* _EXERCISE_
Beneath this task are records; print exactly the stretch of them from the line with "-unconstrained inputs to" through the line with "-agents may impose", both ends included.
Content starts
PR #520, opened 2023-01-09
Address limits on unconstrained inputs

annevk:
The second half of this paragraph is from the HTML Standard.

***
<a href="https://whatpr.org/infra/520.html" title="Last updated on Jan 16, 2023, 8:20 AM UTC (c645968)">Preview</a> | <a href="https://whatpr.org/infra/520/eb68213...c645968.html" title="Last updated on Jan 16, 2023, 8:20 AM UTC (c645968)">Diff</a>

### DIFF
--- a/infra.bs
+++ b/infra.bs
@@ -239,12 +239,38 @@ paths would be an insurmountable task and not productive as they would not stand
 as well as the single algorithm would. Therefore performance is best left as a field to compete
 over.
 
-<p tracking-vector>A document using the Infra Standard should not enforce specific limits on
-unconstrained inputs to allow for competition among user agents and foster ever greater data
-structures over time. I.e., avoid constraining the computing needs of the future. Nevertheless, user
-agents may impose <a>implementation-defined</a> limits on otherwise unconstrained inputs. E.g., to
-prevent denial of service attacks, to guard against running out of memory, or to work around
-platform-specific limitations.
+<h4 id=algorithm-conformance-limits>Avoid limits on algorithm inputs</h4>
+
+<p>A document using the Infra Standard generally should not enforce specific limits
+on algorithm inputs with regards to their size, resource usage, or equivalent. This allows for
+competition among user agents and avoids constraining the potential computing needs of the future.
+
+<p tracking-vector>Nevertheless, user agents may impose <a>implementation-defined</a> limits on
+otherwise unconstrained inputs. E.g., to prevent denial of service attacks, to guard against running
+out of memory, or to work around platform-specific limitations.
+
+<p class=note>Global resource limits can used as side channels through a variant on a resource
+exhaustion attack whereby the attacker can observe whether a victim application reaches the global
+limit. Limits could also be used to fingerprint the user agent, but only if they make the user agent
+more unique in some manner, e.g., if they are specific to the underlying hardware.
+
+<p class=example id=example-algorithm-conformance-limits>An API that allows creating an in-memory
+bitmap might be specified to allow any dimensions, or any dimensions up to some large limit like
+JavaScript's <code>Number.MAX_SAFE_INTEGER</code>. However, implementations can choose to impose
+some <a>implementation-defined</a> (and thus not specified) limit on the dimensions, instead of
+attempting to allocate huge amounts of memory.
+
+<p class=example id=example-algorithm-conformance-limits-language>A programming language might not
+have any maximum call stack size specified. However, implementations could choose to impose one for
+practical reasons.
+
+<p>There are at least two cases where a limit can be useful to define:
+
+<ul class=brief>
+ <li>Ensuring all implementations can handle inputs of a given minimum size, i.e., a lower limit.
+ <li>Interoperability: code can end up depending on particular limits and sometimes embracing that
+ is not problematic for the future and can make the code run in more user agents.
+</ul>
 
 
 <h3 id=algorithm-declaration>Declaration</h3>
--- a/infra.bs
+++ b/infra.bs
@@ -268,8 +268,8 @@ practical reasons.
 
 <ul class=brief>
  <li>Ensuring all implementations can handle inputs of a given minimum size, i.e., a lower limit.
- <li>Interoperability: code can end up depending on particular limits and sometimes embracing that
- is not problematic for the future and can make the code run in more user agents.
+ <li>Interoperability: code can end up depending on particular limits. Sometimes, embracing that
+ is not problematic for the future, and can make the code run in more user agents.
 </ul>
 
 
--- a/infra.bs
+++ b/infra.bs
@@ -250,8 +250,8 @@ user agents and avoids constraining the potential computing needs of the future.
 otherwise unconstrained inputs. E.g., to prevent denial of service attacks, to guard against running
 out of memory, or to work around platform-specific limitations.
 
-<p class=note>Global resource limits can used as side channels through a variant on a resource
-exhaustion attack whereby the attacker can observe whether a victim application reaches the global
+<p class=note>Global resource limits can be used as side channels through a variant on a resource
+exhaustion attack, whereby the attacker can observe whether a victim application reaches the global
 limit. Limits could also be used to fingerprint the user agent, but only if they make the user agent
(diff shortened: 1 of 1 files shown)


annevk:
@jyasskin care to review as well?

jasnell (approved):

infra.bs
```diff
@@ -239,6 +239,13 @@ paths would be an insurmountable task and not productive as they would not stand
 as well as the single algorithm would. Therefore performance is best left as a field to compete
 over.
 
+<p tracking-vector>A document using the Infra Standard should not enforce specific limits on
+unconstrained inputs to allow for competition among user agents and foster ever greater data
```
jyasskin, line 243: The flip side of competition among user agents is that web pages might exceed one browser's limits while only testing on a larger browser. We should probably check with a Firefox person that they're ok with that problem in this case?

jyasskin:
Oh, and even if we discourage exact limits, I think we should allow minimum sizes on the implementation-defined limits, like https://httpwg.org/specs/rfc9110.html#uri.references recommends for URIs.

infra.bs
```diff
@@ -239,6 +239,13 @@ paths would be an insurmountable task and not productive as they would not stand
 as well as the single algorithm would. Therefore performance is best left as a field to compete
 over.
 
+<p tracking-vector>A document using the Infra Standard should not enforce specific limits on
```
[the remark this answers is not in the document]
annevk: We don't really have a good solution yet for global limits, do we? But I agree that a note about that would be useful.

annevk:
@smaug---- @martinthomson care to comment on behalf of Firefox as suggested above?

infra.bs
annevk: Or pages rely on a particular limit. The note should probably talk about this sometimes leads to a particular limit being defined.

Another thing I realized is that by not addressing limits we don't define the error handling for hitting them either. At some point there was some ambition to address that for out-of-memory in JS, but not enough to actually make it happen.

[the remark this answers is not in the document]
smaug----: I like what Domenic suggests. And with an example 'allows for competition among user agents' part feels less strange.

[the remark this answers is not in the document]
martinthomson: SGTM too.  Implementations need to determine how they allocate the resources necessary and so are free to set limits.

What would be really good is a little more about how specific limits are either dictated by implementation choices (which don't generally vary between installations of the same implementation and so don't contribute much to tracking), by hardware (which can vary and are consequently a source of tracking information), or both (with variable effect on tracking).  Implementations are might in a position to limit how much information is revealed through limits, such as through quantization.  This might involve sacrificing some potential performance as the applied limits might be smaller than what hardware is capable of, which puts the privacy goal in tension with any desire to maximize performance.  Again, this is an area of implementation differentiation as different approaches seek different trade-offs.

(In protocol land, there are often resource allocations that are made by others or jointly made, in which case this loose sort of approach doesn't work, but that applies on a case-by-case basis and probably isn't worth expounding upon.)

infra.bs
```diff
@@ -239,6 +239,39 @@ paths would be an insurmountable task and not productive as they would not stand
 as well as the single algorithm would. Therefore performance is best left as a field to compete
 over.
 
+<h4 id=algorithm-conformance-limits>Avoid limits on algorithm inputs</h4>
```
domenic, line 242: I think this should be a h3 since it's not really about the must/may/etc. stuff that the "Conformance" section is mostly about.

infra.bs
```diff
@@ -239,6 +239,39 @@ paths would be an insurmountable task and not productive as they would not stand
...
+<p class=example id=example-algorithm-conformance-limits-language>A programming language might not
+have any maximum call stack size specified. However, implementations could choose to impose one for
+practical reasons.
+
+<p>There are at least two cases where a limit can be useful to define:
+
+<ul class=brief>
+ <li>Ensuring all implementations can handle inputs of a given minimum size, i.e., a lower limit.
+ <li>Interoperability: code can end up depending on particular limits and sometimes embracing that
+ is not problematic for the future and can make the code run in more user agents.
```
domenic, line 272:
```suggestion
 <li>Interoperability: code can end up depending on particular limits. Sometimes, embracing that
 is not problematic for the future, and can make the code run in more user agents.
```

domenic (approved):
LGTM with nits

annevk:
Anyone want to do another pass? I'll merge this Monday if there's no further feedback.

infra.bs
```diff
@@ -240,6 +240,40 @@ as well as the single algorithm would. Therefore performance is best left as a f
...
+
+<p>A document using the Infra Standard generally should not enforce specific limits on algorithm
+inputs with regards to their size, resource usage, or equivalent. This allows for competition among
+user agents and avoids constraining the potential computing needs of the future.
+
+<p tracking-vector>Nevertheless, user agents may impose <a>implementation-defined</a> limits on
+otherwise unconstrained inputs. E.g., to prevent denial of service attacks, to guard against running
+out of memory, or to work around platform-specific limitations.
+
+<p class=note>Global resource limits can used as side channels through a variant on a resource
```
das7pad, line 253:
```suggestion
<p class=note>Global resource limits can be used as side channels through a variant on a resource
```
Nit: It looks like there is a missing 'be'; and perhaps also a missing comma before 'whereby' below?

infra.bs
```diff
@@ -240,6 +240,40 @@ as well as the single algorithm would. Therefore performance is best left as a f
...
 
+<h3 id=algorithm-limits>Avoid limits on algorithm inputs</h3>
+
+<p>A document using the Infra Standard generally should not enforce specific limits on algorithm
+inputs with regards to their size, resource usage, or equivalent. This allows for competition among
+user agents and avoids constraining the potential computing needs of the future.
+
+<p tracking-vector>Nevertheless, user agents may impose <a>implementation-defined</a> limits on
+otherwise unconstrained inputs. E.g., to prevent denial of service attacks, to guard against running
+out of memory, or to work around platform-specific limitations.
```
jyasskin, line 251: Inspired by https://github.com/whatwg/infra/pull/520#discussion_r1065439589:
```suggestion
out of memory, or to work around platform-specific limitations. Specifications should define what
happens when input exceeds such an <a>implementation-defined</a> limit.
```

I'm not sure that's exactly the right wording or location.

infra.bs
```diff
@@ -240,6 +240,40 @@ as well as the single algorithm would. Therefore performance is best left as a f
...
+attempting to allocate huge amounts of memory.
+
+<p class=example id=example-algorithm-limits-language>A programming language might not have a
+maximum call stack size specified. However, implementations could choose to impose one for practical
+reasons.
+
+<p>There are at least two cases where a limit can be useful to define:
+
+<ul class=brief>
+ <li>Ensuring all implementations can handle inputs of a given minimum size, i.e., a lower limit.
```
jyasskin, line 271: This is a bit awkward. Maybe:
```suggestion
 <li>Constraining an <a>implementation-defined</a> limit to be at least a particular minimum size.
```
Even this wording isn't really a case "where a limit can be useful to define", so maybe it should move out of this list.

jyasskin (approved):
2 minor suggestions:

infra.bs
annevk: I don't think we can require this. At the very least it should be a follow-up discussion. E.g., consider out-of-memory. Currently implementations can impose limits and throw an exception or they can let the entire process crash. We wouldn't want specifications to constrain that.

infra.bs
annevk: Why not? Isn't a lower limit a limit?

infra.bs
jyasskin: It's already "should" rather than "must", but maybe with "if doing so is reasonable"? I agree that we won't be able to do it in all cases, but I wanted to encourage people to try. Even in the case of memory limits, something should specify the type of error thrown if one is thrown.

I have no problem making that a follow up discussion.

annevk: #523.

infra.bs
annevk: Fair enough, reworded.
Content ends
* _TASK OUTPUT_
-unconstrained inputs to allow for competition among user agents and foster ever greater data
-structures over time. I.e., avoid constraining the computing needs of the future. Nevertheless, user
-agents may impose <a>implementation-defined</a> limits on otherwise unconstrained inputs. E.g., to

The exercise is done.